Your assignment - Return all lines from the listing below that include the word "case".

Exercise materials -
◆ ◆ ◆ ◆
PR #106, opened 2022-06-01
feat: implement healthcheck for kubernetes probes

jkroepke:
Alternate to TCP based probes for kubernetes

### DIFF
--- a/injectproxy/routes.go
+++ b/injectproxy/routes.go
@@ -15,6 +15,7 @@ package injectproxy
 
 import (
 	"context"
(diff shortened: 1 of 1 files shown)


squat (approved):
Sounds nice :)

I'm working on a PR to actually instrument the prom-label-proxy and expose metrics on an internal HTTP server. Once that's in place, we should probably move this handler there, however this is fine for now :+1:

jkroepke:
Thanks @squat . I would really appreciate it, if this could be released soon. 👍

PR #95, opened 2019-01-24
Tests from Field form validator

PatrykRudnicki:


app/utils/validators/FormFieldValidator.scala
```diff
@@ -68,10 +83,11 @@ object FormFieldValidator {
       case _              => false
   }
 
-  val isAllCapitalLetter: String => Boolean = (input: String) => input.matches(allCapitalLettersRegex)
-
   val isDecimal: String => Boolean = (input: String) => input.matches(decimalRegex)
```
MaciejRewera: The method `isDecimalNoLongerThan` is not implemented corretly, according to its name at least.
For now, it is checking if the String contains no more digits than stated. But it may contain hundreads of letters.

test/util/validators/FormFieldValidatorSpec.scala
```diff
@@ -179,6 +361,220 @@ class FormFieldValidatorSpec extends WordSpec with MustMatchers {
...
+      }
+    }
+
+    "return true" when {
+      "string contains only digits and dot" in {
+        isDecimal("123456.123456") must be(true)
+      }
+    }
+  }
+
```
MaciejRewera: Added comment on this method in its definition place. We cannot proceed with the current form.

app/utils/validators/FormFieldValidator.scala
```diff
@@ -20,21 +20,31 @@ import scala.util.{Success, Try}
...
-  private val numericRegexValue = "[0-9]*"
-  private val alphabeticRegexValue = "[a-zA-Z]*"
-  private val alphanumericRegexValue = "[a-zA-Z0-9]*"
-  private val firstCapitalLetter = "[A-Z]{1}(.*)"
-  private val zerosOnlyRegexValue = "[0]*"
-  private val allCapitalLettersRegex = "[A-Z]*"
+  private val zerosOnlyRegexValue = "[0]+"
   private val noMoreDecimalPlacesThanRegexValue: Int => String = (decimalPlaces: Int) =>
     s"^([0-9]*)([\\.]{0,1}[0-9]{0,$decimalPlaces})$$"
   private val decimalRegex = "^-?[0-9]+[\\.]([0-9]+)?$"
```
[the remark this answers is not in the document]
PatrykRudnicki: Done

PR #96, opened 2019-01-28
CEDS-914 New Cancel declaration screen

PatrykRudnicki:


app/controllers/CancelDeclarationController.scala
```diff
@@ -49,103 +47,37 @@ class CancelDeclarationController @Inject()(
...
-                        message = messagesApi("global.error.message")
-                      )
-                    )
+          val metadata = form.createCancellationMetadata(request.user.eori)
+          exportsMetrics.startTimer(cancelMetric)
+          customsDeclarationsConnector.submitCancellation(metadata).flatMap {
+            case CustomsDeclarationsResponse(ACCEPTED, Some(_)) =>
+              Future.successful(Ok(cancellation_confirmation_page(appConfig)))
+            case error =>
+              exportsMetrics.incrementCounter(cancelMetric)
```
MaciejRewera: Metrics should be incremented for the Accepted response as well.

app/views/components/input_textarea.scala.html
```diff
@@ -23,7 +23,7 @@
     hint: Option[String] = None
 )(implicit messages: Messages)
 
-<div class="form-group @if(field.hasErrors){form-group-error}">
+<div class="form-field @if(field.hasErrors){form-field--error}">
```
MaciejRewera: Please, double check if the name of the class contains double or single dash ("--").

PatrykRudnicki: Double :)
◆ ◆ ◆ ◆
Response area -
       case _              => false
+            case CustomsDeclarationsResponse(ACCEPTED, Some(_)) =>
+            case error =>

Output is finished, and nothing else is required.